● **Exercise brief**
Find the string "base" in the data, then copy every line where it is found.
** Data excerpts follows **
PR #2537, opened 2018-08-01
Remove non-ASCII characters

keithc-ca:
Use '(c)' instead of non-ASCII copyright symbol.

### DIFF
--- a/LICENSE
+++ b/LICENSE
@@ -1,4 +1,4 @@
-﻿Product: OpenJ9
+Product: OpenJ9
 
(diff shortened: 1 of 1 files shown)


pmhayward:
FWIW, I think you'll find that the correct alternative for the © symbol is (C) rather than (c). i.e uppercase 'C' in parentheses.

keithc-ca:
Perhaps (C) might have been better than (c), but the latter is the convention we've established in every file that contains a copyright notice.

pmhayward:
np! Your call!

PR #2542, opened 2018-08-02
-Djava.security.manager=default should create java.lang.SecurityManager

### LINKED ISSUE #2541: Setting 'java.security.manager=default' doesn't seem to be supported
In OpenJ9 setting "java.security.manager=default" does seem to be supported and causes an exception:
```
Exception in thread "main" java/lang/Error: JVM can't set custom SecurityManager due to java.lang.ClassNotFoundException: default
	at java/lang/ClassLoader.initializeClassLoaders (java.base@9/ClassLoader.java:232)
	at java/lang/Thread.initialize (java.base@9/Thread.java:422)
	at java/lang/Thread.<init> (java.base@9/Thread.java:153)
```
This was found when running some of the JTReg tests on xLinux and z/OS. One test that fails is:
```
jdk/com/sun/security/auth/login/ConfigFile/PropertyExpansion.java
```
When this test executes it sets '-Djava.security.manager=default' on the java command line when executing the test class and hence causes the test to fail.

pshipton:
Setting -Djava.security.manager=default should create an instance of
java.lang.SecurityManager

Fixes #2541

[ci skip]

### DIFF
--- a/jcl/src/java.base/share/classes/java/lang/ClassLoader.java
+++ b/jcl/src/java.base/share/classes/java/lang/ClassLoader.java
@@ -268,7 +268,7 @@ public abstract class ClassLoader {
 		jdk.internal.misc.VM.initLevel(2);
 		String javaSecurityManager = System.internalGetProperties().getProperty("java.security.manager"); //$NON-NLS-1$
 		if (null != javaSecurityManager) {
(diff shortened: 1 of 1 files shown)


pshipton:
** End of Data excerpts **
● **Problem solution**
	at java/lang/ClassLoader.initializeClassLoaders (java.base@9/ClassLoader.java:232)
	at java/lang/Thread.initialize (java.base@9/Thread.java:422)
	at java/lang/Thread.<init> (java.base@9/Thread.java:153)
--- a/jcl/src/java.base/share/classes/java/lang/ClassLoader.java
+++ b/jcl/src/java.base/share/classes/java/lang/ClassLoader.java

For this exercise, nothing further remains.